The cost of satisfying fruit, veggie recommendations

March 9, 2016

Most Americans do not consume enough fruits and vegetables to meet recommendations in the 2015–2020 Dietary Guidelines for Americans. One reason may be that some consumers perceive these foods to be expensive. However, a new report released by the U.S. Dept. of Agriculture’s Economic Research Service (USDA ERS) shows that most Americans should be able to afford to eat the recommended amount of fruits and vegetables, as long as they cut back on foods high in fat and added sugars.

Using 2013 retail scanner data from Information Resources Inc. (IRI), the researchers estimated the average price at retail stores of a pound and an edible cup-equivalent (or for juices, a pint and an edible cup-equivalent) of 156 commonly consumed fresh and processed fruits and vegetables. They determined that in 2013, a consumer on a 2,000-calorie diet could satisfy federal fruit and vegetable recommendations for $2.10–$2.60 per day. That’s equivalent to about 40% of an average U.S. household’s food budget. Currently, Americans spend only 26% of their food budgets on fruits and vegetables, and among lower-income households, it’s just 12%–13%.

Nine of 63 fruits (14%) analyzed cost less than $0.40 per cup-equivalent, including watermelon, bananas, and frozen concentrated apple juice. On a diet of 2,000 calories a day, the federal guidelines recommend a person consume 2 cup-equivalents of fruit daily. In addition, 17% of the vegetables analyzed fell under the $0.40 threshold, including potatoes, dried pinto beans, and dried lentils. The guidelines suggest 2.5 cup-equivalents of vegetables daily.

Another 41% of the fruits and 60% of the vegetables cost between $0.40 and $0.80 per cup-equivalent. Foods like fresh raspberries, frozen artichokes, and fresh asparagus were on the higher end of the price range, exceeding $2 per cup-equivalent.
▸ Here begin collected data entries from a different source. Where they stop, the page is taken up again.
Issue #411, opened 2017-03-02
migrate to qt datatypes


redPanther:
Hyperion is heavily qt based. Since we switched all external libs to qt it is senseful to migrate data types too.
Mainly it's std::string to qstring.
This can save unnessesary conversions and cleanup the code.

PR #412, opened 2017-03-03
migrate std::string to qstring + add sysinfo via json

redPanther:
- migrate std::string to qstring where it is usefull
- add sysinfo via json (hyperion-remote -s)

#411 


brindosch:
Amazing! Will use it :)

These lines could be removed
https://github.com/redPanther/hyperion.ng/blob/7ca0e65178aa59e6bc4afcc2720f62ea947bcae5/libsrc/jsonserver/JsonClientConnection.cpp#L596-L597

redPanther:
I thought about splitting serverinfo in a static and dynamic part.
'sysinfo' is catched on webui launch and contains stuff that doesnt change and 'serverinfo' contains stuff that changes and this is called continously

brindosch:
Q: How often you change a hostname, and bothers it that you need a restart of hyperiond to reflect it everywhere?

It's up to you, but i won't check hostname change on every poll on ui. (And i am confident other app devs won't do it too)

redPanther:
Its not what I meant. I want to move more things to sysinfo. E.g. the hyperion version numbers .... I will delete those lines you suggested ...

brindosch:
Ah, the entire static server info. Yes that makes sense
So add a checksum to serverinfo and push onChange to all open websockets with max interval of 500ms/1s? ;)

redPanther:
Now I integrated sysinfo call into webui. "sysinfo" is called only one time and "serverinfo" as before continuously.

PR #418, opened 2017-03-16
Reports - final version

brindosch:
 - Instead glot.io, we use now our own infrastructure. Reports are now available under report.hyperion-project.org. I call it v1 - as there is space for some nice functions.
 - To avoid upload dups, the last 5 report uploads are saved/shown
 - Removed some json parsing breaking output (In case there is much more i could also escape all...)
 - Some tiny refactor and optimizations, added more system information to reports.
 -  Added social links, these pages aren't done yet (content and banners).
- Added browser icons for any system
- entering invalid values for custom fields throws now a warning


redPanther:
fantastic!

The researchers concluded that a family of four could purchase a sufficient variety of fruits and vegetables to meet those same guidelines with a limited budget, based on the USDA’s Thrifty Food Plan (TFP). However, this would require the household to allocate a much larger share of its overall food budget to fruits and vegetables and a smaller share to foods high in solid fats, added sugars, and sodium.

Previous studies have identified potential strategies for increasing fruit and vegetable consumption, including price subsidies for low-income Americans, opening new retail outlets that offer fruits and vegetables in underserved communities, and encouraging restaurants to modify or reformulate menu items. However, based on the findings of this study, the researchers concluded that it might also be helpful to encourage consumers to make room in their food budgets for fruits and vegetables by spending less money on products high in solid fats, added sugars, and sodium.